# isn't variance adjusted patching horribly dangerous?

From: Tom Lord <lord_at_emf.net>
Date: 2003-04-09 00:15:21 CEST

There are times when variance adjusted patching would certainly do
"the right thing" --- and if you know you have such a situation, well,
heck it's a fine tool to add to the toolbox.

But in general, it seems quite dangerous precisely because it
accomplishes its goal of eliminating conflicts that would otherwise
arise from contextual changes.

Perhaps I've misunderstood how it works, so let me illustrate what I'm
thinking of:

Consider, for example, a common ancestor that starts with:

T:8 == B:1
----------

last = x;
val = 2 * x;
foo (val);

On the trunk:

T:19 (unchanged from T:8)
----

last = x;
val = 2 * x;
foo (val);

T:20 (second line changed from T:19)
----

last = x;
val = 2 * (counter += x);
foo (val);

And on the branch:

B:15 (first line changed from B:1)
----

last = x, counter += x;
val = 2 * x;
foo (val);

In this case, both the trunk and branch programmers added a needed
increment of `counter', but they did it in different ways, on nearby
but different lines.

The programmer wants to apply T:19-T:20 to B:15.
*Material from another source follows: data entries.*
PR #152, opened 2026-09-18
fix(gateway): use initialization-only chat template kwargs

luyuzhe111:
Request-level `chat_template_kwargs` could override the gateway renderer's initial configuration. Remove request-level forwarding and per-call renderer overrides so rendering consistently uses the configuration supplied at initialization, preserving the verl configuration path.

Adapters ignore request-level kwargs and warn once per adapter instance when a nonempty value is supplied. Omitted values, `null`, and `{}` remain silent, and requests continue normally.

## Validation

- Gateway test suite: 99 passed.
- Manual OpenAI and Anthropic request checks verified empty-value handling, one warning across repeated requests, independent adapter instances, and successful responses.
- Ruff 0.1.5 lint and formatting checks, plus `git diff --check`, passed.


hellodanylo:
LGTM!

hellodanylo (approved):

PR #8, opened 2022-11-28
Make minor changes to setup.*

arcondello:


setup.cfg
```diff
@@ -10,6 +10,7 @@ classifiers =
     Programming Language :: Python :: 3.8
     Programming Language :: Python :: 3.9
     Programming Language :: Python :: 3.10
+    Programming Language :: Python :: 3.11
```
thisac, line 13: 👍

setup.py
```diff
@@ -46,30 +46,20 @@ def build_extensions(self):
...
     name="dwave-gate",
     install_requires=[
         "numpy",
     ],
     ext_modules=cythonize(
-        extensions, annotate=bool(os.getenv("CYTHON_ANNOTATE", False))
+        ["dwave/gate/simulator/simulator.pyx",
+         "dwave/gate/registers/cyregister.pyx"
+         ],
+        annotate=bool(os.getenv("CYTHON_ANNOTATE", False))
```
thisac, line 58: Does this just make it a bit more compact, or does it change anything else?

thisac (approved):

setup.py
```diff
@@ -46,30 +46,20 @@ def build_extensions(self):
...
     ),
-    include_dirs=[numpy.get_include()],
+    include_dirs=[
+        numpy.get_include(),
+        'dwave/gate/simulator/'
+        ],
     cmdclass={"build_ext": build_ext_compiler_check},
-    zip_safe=False,
```
randomir, line 74: This package is not `zip_safe`, but I just checked, `zip_safe` is now obsolete. I guess we stopped recommending `python install ..` route?

arcondello: Oh, I removed it because it is specified in `setup.cfg`, not because it was obsolete

randomir: Got it. Damned GiHub diffs. :laughing:

setup.py
arcondello: Mostly more compact

arcondello:
I made another change to specify the include path in the file headers. That lets Cython have a better understanding of the relationship which is desirable when editing the files by hand

thisac (approved):
Looks good to me!

PR #12, opened 2022-12-20
Add support for measurements

thisac:
Adds support for:
* mid-circuit measurements
* measurement sampling in the simulator and on measurement objects
* expectation value calculations on measurement objects
* conditional operations based on previous measurements


thisac:
Will add some examples to the examples folder, as well as update the readme so that it takes these changes into account. Also haven't added a reno entry yet, so a few things are left before this is merge-ready.

README.rst
```diff
@@ -33,7 +33,7 @@ a two-qubit circuit.
 
     circuit = Circuit(2)
 
-    with circuit.context as q:
+    with circuit.context as (q, c):
```
randomir, line 36: API idea: introduce a `namedtuple` or `tuple` subclass like `Registers` (or `Context`?) and return that instead of a plain tuple from `CircuitContext.__enter__`.

That way users can be more or less verbose:
```
    ops.Hadamard(q[1])
    ...
```
or
```
with circuit.context as registers:
    ops.Hadamard(registers.q[1])
    ...
```

dwave/gate/simulator/simulator.pyx
```diff
@@ -41,7 +46,11 @@ def apply_instruction(
     little_endian: bool,
     conjugate_gate: bool = False,
 ):
-    if isinstance(op, ops.SWAP):
+    # if conditional and all bits are 1, skip
+    if op._cond and not any(op._cond):
+        return
```
randomir, line 51: Easier to parse (so no comment needed):
```suggestion
    if op._cond and all(op._cond):
        return
```

tests/test_operations/test_base.py
```diff
@@ -190,14 +196,61 @@ def test_matrix_repr(self, op, matrix):
...
 
 
-@pytest.mark.xfail(reason="Measurements are not implemented yet.")
 class TestMeasurement:
     """Unit tests for the ``Measurement`` class."""
 
+    def test_initialize_measurement(self):
+        """Test initializing a measurement operation."""
+        m = Measurement()
+        assert m.__repr__() == "<Measurement, qubits=None, measured=None>"
```
randomir, line 209:
```suggestion
        assert repr(m) == "<Measurement, qubits=None, measured=None>"
```

randomir (commented):
Very nice and clean code, pleasure to read. Just a few minor suggestions below.

README.rst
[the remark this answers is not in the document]
thisac: That's a quite nice idea actually! I'll think a bit about it (but will probably not make the change in this PR).

dwave/gate/operations/base.py
```diff
@@ -41,22 +41,34 @@
...
+from dwave.gate.registers.registers import ClassicalRegister, Variable
+from dwave.gate.tools.samples import sample
 from dwave.gate.tools.unitary import build_controlled_unitary, build_unitary
 
 if TYPE_CHECKING:
     from numpy.typing import NDArray
 
+# define an integer value for an arbitrary number of qubits;
+# used for clarity in variable qubit number operations
+ANY = -1
```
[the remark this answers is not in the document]
thisac: Also a good idea, but I'm not sure if it's necessary here. I'm quite OK with having -1 represent an arbitrary number of qubits, but I'll play around a bit with it.

> Or better yet to handle arithmetic comparison as well, perhaps raising (meaningful) error when ANY compared to number of qubits, you can implement a new type.

I think this could be the better option.

dwave/gate/primitives.py
```diff
@@ -69,31 +74,74 @@ class Bit:
...
 
+    def set(self, value: int, force: bool = False) -> None:
+        """Set a value for the bit.
+
+        Args:
+            value: Value that the variable should have.
+            force: Whether to replace any previously set value.
+        """
+        # leniently allow any type that evaluates to 0 or 1
+        value = int(value)
```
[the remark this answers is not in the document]
thisac: Hmm... this is I guess a conventional thing that the values should be either 0 or 1. I mean, booleans work equally as well, but I think I'd prefer having something like `value = int(bool(value))` in that case, so that the value type is kept as an integer for consistency.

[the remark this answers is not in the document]
randomir: Yes, since you're using that value later (missed that), `value = int(bool(value))` is actually what I had in mind -- i.e. accept a truthy, store as conventional bit.

dwave/gate/simulator/simulator.pyx
thisac: I'm realizing that both the code and the comment is wrong here. It should enter if at least one of the elements is `False`, so it should probably be `not all(op._cond)`. Thanks for highlighting that! 😅

tests/test_operations/test_base.py
thisac: I have a tendency to use `__repr__` instead of `repr` in test. It somehow _feels_ closer to testing the actual method. I'm not sure if there actually is a difference though, but I'd suspect not.

README.rst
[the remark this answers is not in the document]
arcondello: I want to second this idea. It will also make future changes easier because you won't need to, for example, update all of your test code like you did in this PR if you add another field. So it ends up keeping future changes more "contained".

tests/test_operations/test_base.py
arcondello: Though the user will be using `repr(...)` so that's what you want to be testing?

dwave/gate/simulator/simulator.pyx
randomir: Without actually checking what `op._cond` is :see_no_evil:, if this is a common condition, perhaps add a helper method to `Operation`?

dwave/gate/tools/samples.py
```diff
@@ -0,0 +1,33 @@
+import random
```
arcondello, line 1: missing header

tests/test_operations/test_base.py
randomir: Sounds reasonable, but `repr()` feels closer to user code :smile:

randomir: Damn GitHub, not refreshing comments like this :confused:

dwave/gate/simulator/simulator.pyx
thisac: Good point. I've added an `is_blocked` method [here](https://github.com/dwavesystems/dwave-gate/pull/12/files#diff-295c264653199148252d266a754a5553c61b034111d8504405adc2ad754ab60eR313-R322) instead.

dwave/gate/operations/base.py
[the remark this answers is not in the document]
thisac: @randomir Added an ``AnyClass`` to represent an arbitrary number of qubits instead ([see this commit](https://github.com/dwavesystems/dwave-gate/pull/12/commits/17802ea1b90c439de8813a73ebf4eaf1602b323e#diff-295c264653199148252d266a754a5553c61b034111d8504405adc2ad754ab60eR69-R105)). Let me know what you think. It inherits from int (to keep `_num_qubits` as ints`, while disabling arithmetics and comparisons.

dwave/gate/simulator/simulator.pyx
randomir: Perhaps make it a property (if you won't need future args)?

dwave/gate/primitives.py
```diff
@@ -69,31 +74,71 @@ class Bit:
...
+
+        Args:
+            value: Value that the variable should have.
+            force: Whether to replace any previously set value.
+        """
+        # leniently allow any type that evaluates to 0 or 1
+        value = int(bool(value))
+
+        if self._value and not force:
+            raise ValueError("Value already set. Use 'force=True' to replace it.")
```
randomir, line 128: This is not consistent with the docs above. Perhaps you meant:
```suggestion
        if self._value is not None and not force:
            raise ValueError("Value already set. Use 'force=True' to replace it.")
```

dwave/gate/operations/base.py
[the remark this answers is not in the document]
randomir: Seems like a total overkill, IMO. :smile: Also, I don't like `AnyClass` as `int` subclass (breaks Liskov).

I might not have the bigger picture here, but from the code, it looks like `ANY` will be used internally only (it won't seep outside object methods), so `None` would work just as well (special meaning, arithmetic/comparison disabled). OTOH, the same stands for the original `-1`, except that concrete "forbidden" int value with special meaning is too easy to mutate by accident (hence loosing the "special" meaning). If you need to keep `None` reserved for a different meaning (like value not assigned), then a simple `ANY = object()` is the way to go (creates "new `None`").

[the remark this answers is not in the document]
thisac: Fair enough. I might've gone a bit unnecessarily far on this one. 😅 I'm not too worried about Liskov in this case though, since it's more of one-off/single-instance used class, but I definitely get the point. The nice thing with using this class (or -1 for that matter) is that it stays an int, which is handy both for type-hinting and instance-checking. 

Personally, I have a slight preference to using either of those two alternatives, but I don't really have any strong feelings against just using a separate object placeholder (like `object()` or `...`) instead.

> it looks like ANY will be used internally only (it won't seep outside object methods)

That's correct. `None`, or even `...`, would definitely work, but maybe just not _as_ well.

dwave/gate/primitives.py
thisac: Yes, that's right, great catch!

dwave/gate/operations/base.py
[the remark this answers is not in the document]
randomir: I see type-hinting more as convenience than something driving the design. But if that's important here, you can create a new type (`Optional`-like), e.g. `Union[int, Any, None]`.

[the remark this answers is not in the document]
arcondello: Wouldn't it be more explicit to do
```python
class MyClass:
    def is_variable_length(self) -> bool:
        return True
    def num_qubits(self) -> int:
        raise TypeError("I don't have a fixed length")
```
that way you can get around a lot of these typing issues. Though of course it possibly ends up being too verbose.

README.rst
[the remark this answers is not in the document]
thisac: Fixed in #13.

dwave/gate/operations/base.py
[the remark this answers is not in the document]
thisac: I went with @arcondello's suggestion (more-or-less), and I reworked the way `_num_qubits`, `_num_control`, `_num_targets`, and `_num_params` are declared. This way, `None` represents "any" number of qubits and will raise the appropriate error if accessed before having been set when initialized.

dwave/gate/simulator/simulator.pyx
```diff
@@ -145,30 +153,106 @@ def simulate(
     state[0] = 1
 
     for op in circuit.circuit:
-        targets = [circuit.qubits.index(qb) for qb in op.qubits]
-        apply_instruction(num_qubits, state, op, targets, little_endian)
+        if isinstance(op, ops.Measurement):
+            _measure(op, state, circuit)
```
wbernoudy, line 157: Why treat `_measure` differently here? I think it should go with the rest of the instructions in `apply_instruction`.

dwave/gate/simulator/simulator.pyx
```diff
@@ -145,30 +153,106 @@ def simulate(
...
+            state_0_ids.append(i)
+        else:
+            weight_1 += np.abs(state[i])**2
+            state_1_ids.append(i)
+
+    sample = random.choices((0, 1), weights=[weight_0, weight_1])[0]
+
+    if collapse_state:
+        if sample == 0:
+            state[state_1_ids] = 0
```
wbernoudy, line 219: With large numbers of qubits this may be prohibitively slow. Better to do another loop here I think.

dwave/gate/simulator/simulator.pyx
```diff
@@ -145,30 +153,106 @@ def simulate(
...
+    if qubit >= num_qubits:
+        raise ValueError(f"Cannot sample qubit {qubit}. State has only {num_qubits} qubits.")
+
+    weight_0 = weight_1 = 0
+    zero_weight = False
+    state_0_ids = []
+    state_1_ids = []
+
+    for i in range(2**num_qubits):
+        if i % 2**(num_qubits - qubit - 1) == 0:
```
wbernoudy, line 206: This means only big-endian support, right? It should either support little-endian as well, or just raise an error in the simulate function.

dwave/gate/simulator/simulator.pyx
```diff
@@ -145,30 +153,106 @@ def simulate(
...
+            zero_weight = not zero_weight
+        if zero_weight:
```
wbernoudy, line 208: Something like `if (i >> (num_qubits - qubit - 1) & 1:` may be much faster here (and similar the `sample` function in the other file). Modulo on every loop is expensive

dwave/gate/simulator/simulator.pyx
thisac: Fair enough. I think the reason I put it here was to avoid having to loop over the target qubits a second time for measurments (in the `_measure` function), but it's a very small overhead.

arcondello (approved):

dwave/gate/simulator/simulator.pyx
thisac: Now raises a `CircuitError` if called with little-endian.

Between T:19 and T:20, only one line changed here (the assignment to
val). The context diff will be something like:

*** T:19
--- T:20
*****
last = x;
! val = 2 * x;
foo (val);
-----
last = x;
! val = 2 * (counter += x);
foo (val);

That will be adjusted to account for the changes between T:8 and T:19
(there are none), and then for the changes from B:1 to B:15. After
that adjustment (for an "in-range editted line"), the patch will look
like this:

*** T:19
--- T:20
*****
last = x, counter += x;
! val = 2 * x;
foo (val);
-----
last = x, counter += x;
! val = 2 * (counter += x);
foo (val);

which will apply without conflict to B:15, yielding:

B:16
----

last = x, counter += x;
val = 2 * (counter += x);
foo (val);

which (because of the duplicated assignments to counter) is likely to
be the wrong result.

Now, to be fair -- even regular textual patching, without the variance
algorithm, can introduce surprising bugs. Patching is inherently
dangerous that way.

But one of the ways we traditionally reduce that risk is by using
context diffs -- and variance adjusted patching appears to be a
mechanism precisely designed to undo the benefits of that safety
measure.

The example above illustrates a case where ordinary patching would do
the right thing, generate a conflict and help a programmer to notice
the bug, but variance adjusted patching will silently hide the bug.

A less aggressive form of variance adjustment would seem to me to be
safer: and that would be just to adjust the line offsets of hunks (not
their contents) in response to out-range additions and deletions.
That would defeat the window-size limitation of the patching tool

Referring to

that would be cases 1 and 2 of the two 7-case adjustment algorithms
(The text starting with "To adjust P, we first walk over the diff
T:8-T:19,").

Yet even _that_ kind of adjustment presents new dangers, and I don't
think I'd want it to be the default.